When Martin Schulz came to power as the leader of the SPD in March of 2017, the mood was buoyant. The party under former leader and serving Foreign Minister, Sigmar Gabriel, had become increasingly unpopular: Schulz offered the opportunity to import a widely-respected European politician who had not been implicated by participating in the Bundestag Grand Coalition. The polls reflected this. Yet after three failed state elections in Saarland, Schleswig-Holstein and North Rhine-Westphalia, with the SPD losing power in the latter two, the party was unable to improve its fortunes at the federal level, receiving its worst electoral result since 1949 with 20.5% of the vote.

On election night, Schulz announced that the SPD would be entering opposition, recognising that the Grand Coalition had been voted out and leaving the task to the CDU/CSU, liberal FDP and the Greens. Even when the FDP put a dramatic stop to the so-called Jamaica Coalition, Schulz stuck to his guns, once again declaring that the SPD would not be amenable to Grand Coalition.

Yet at the party congress in early December 2017, the party would vote to enter “result-oriented” preliminary discussions with the CDU and CSU, all the while insisting it would not be swayed easily.
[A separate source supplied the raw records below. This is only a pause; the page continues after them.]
PR #652, opened 2019-11-14
Add Ethereum Support for HD Keys

shemnon:
This PR adds support for each Caliper client to have its own Ethereum
account to be deterministically derived from a seed value using BIP44 style
key derivation. This is only supported for the `fromAddress` value.  

This enables besu support of multiple caliper clients instead of single
client operations.

To use this instead of specifying a `fromAddresss` and an optional private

The result of these talks was a poor consultation paper, in which the SPD ceded ground on the likes of workers’ protections, the election pledge of a citizens’ insurance, putting an end to the two-tier healthcare system, and immigration, the paper including an upper limit on refugees of between 180,000 and 200,000 persons and conditional family reunion only. It was on this premise that delegates were called to vote on entering coalition talks on the 21st January in Bonn.

The renewal of the Grand Coalition faces wide criticism, including prominent interventions from its youth organisation, the Jusos, under chair Kevin Kühnert, and from Hilde Mattheis, member of the Bundestag and leader of the left forum Democratic Left 21. A number of state and city groupings voted against coalition talks in the run-up to the 21st.

The result in Bonn was a lot tighter than conference votes more generally in the SPD: the delegates voted to enter coalition talks with 56% of the votes cast. Not until the party membership votes on whether to accept or reject the coalition agreement will the fate of the party be determined.

The SPD’s leadership has begun January in an untenable position – promising a “renewal” of the SPD but seeking to repeat the same mistake the party has made twice since it was last dominant party in the Bundestag. The SPD has been unable to differentiate itself as a party in the period, has sank in the polls and enabled the far-right Alternative for Germany, which would be largest opposition party in the event of a Grand Coalition. The leadership seems willing to sacrifice the possibility of the party ever being electorally dominant again for Angela Merkel’s political survival. It remains for the membership to determine the future of the party at this historic juncture when they vote on the coalition deal.

Perhaps they would all do well to remember the words of the late great Brandenburg politician Regine Hildebrandt, who was known for nailing her colours to the mast. In 1999 she resigned from the state government in protest at a grand coalition, declaring she would not go into coalition with “those CDU arseholes”.